(Data items)
PR #1866, opened 2023-01-28
First tests of separate DCAFitter library

ddobrigk:
for much reduced memory footprints + partial cleanup


ddobrigk:
Requires newer O2 build than the tester uses. Will re-test tomorrow

PR #1871, opened 2023-01-29
boolean enabling 'dummy' vals (keep def operation)

ddobrigk:


alibuild (approved):

PR #1872, opened 2023-01-29
[Event Filtering] improve memory and move helper methods in dedicated file

fgrosa:


alibuild (approved):

PR #1880, opened 2023-01-30
strangeness builders adjustments / fixes

ddobrigk:
- removes setMatLUT call from first init to prevent a spurious crash due to an implict (and not-up-to-date) magnetic field initialization inside the propagator 
- preselector processBuildValiddEdx changes from TPCLf to TPCFull tables to be compliant with CEFP operations


njacazio (approved):

alibuild (approved):

PR #1883, opened 2023-01-31
Validating and updating the HF-Jet framework

nzardosh:


ddobrigk (approved):
Looks good! One quick comment only: I guess you need all the libs you are linking to in the CMake, but if ever there is a lib that you don't need, remember to remove it because it reduces the memory footprint of the analysis framework when running these tasks. Thanks!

Your assignment: Each of the records is to be repeated word for word.

Expected answer:
PR #1866, opened 2023-01-28
First tests of separate DCAFitter library

ddobrigk:
for much reduced memory footprints + partial cleanup


ddobrigk:
Requires newer O2 build than the tester uses. Will re-test tomorrow

PR #1871, opened 2023-01-29
boolean enabling 'dummy' vals (keep def operation)

ddobrigk:


alibuild (approved):

PR #1872, opened 2023-01-29
[Event Filtering] improve memory and move helper methods in dedicated file

fgrosa:


alibuild (approved):

PR #1880, opened 2023-01-30
strangeness builders adjustments / fixes

ddobrigk:
- removes setMatLUT call from first init to prevent a spurious crash due to an implict (and not-up-to-date) magnetic field initialization inside the propagator 
- preselector processBuildValiddEdx changes from TPCLf to TPCFull tables to be compliant with CEFP operations


njacazio (approved):

alibuild (approved):

PR #1883, opened 2023-01-31
Validating and updating the HF-Jet framework

nzardosh:


ddobrigk (approved):
Looks good! One quick comment only: I guess you need all the libs you are linking to in the CMake, but if ever there is a lib that you don't need, remember to remove it because it reduces the memory footprint of the analysis framework when running these tasks. Thanks!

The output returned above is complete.